Friday, August 20, 2010

End In Sight

It is almost here! Another week of work will be done in a couple of hours. What a horrible week it has been. I've just not had a day since last Friday! I'm hoping this weekend is better. Two and a half hours and I'm out of here.

I didn't cut the yard last night. I just didn't want to mess with it
. So, I still have to get it done. The good news is Dave may have sold that other car! I'm so thrilled by that. The guy tried to . . . well that term is politically incorrect but much more colorful. . . negotiate him down on the price but my big old salesman stood firm and got his asking price. The guy will pick it up tonight. The money is MINE since I bought the Nissan. Not much money but $400 is pretty a good deal for that car. It needs work and Dave was up front about it. I'm thinking he knew that the motors in Geo's are very good and thought he'd get it for nearly nothing. We had another buyer if this one fell through. Becca's mom was going to buy it when they come down in September but I really need the money now. Have to pay for that service call on the a/c!

I thought about it today. Did you know you can get so tired of being sad. And if something can't be changed there isn't much you can do to fix it. I know, everyone says find something to do. I have lots I could do if I could find a way to get my head around it and didn't have to come back to reality. But I have no desire to really DO anything. I don't care if I go anywhere or not. I don't read anymore. I can hardly write most days except to blog. I don't care for television and only watch HULU when a show I like is out... maybe six a week? And when that is done, I go to bed. I get up and go to work. On the weekend, I sometimes sit on the sofa all day and read blogs and other sites. I pick up around the house, do dishes when it suits me or when I can't stand them anymore ( I don't have a dishwasher), and I do my laundry at the end of the week while I'm sitting on the sofa. I don't call people. I managed to get to church about three or four times a month if I'm not in pain.

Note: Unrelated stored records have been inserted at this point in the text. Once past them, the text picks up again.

PR #268, opened 2022-07-22
Create 'region_replicate_music.lua'

jwink75:
Submitting on behalf of Michael McLennan.

Jake notes: This is a simple but elegant little script! I wish it actually worked like the Sibelius/Dorico version, where the repetition is at any level, and not just at the measure level. Maybe it wouldn't be hard to adapt to that... But for now, this is pretty slick! I renamed it region_replicate_music rather than just replicate_music, to try to make it fit the repo style better.

### DIFF
--- a/src/region_replicate_music.lua
+++ b/src/region_replicate_music.lua
@@ -3,14 +3,16 @@ function plugindef()
     finaleplugin.Version = 1.0
     finaleplugin.Copyright = "2022/01/03"
     finaleplugin.HandlesUndo = true
+    finaleplugin.Notes = [[
+    Inspired by the 'r' key in Sibelius, this script copies the selected music, and pastes it directly to the right.
+Works with a single or multiple measures.
+When activated with a shortcut or hotkey, ultra fast replication is possible.
+]]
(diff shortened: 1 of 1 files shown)


src/region_replicate_music.lua
```diff
@@ -0,0 +1,32 @@
...
+    finaleplugin.Copyright = "2022/01/03"
+    finaleplugin.HandlesUndo = true
+return "Replicate Music", "Replicate Music", "Inspired by the 'r' key in Sibelius, this script copies the selected music, and pastes it directly to the right"
+end
+
+--[[
+Inspired by the 'r' key in Sibelius, this script copies the selected music, and pastes it directly to the right.
+Works with a single or multiple measures.
+When activated with a shortcut or hotkey, ultra fast replication is possible.
+--]]
```
Nick-Mazuk, line 13: Could we move this to the `finaleplugin.Notes` field so it shows up on the website?

When that's done, LGTM and I'll merge.

Nick-Mazuk (changes requested):

Nick-Mazuk (approved):
Looks good to me.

I've lost a file at work and I've looked everywhere. I do not understand how it could just disappear. I know where it was and there is no reason for it not to be there. I've looked all over the building and so have my co-workers. It has just evaporated. Now I have to call the client in and get the paperwork all over again. And she is crazy... seriously crazy. No one wants to deal with her and she will raise Cain about this. I don't want to lie to her but I also don't want to tell her the file is 'lost'. She's mentally ill and gives us enough grief about stupid things. What will happen is I'll get all the documents all over again and the day I finish it, someone will walk in and say "Look what I found."

I've prayed for it to be found. God is the finder of lost things and I've always prayed that way about such things. So, I'm giving it two weeks and will see what happens. If it is in this building it will show up. If it isn't, the we have a more serious problem.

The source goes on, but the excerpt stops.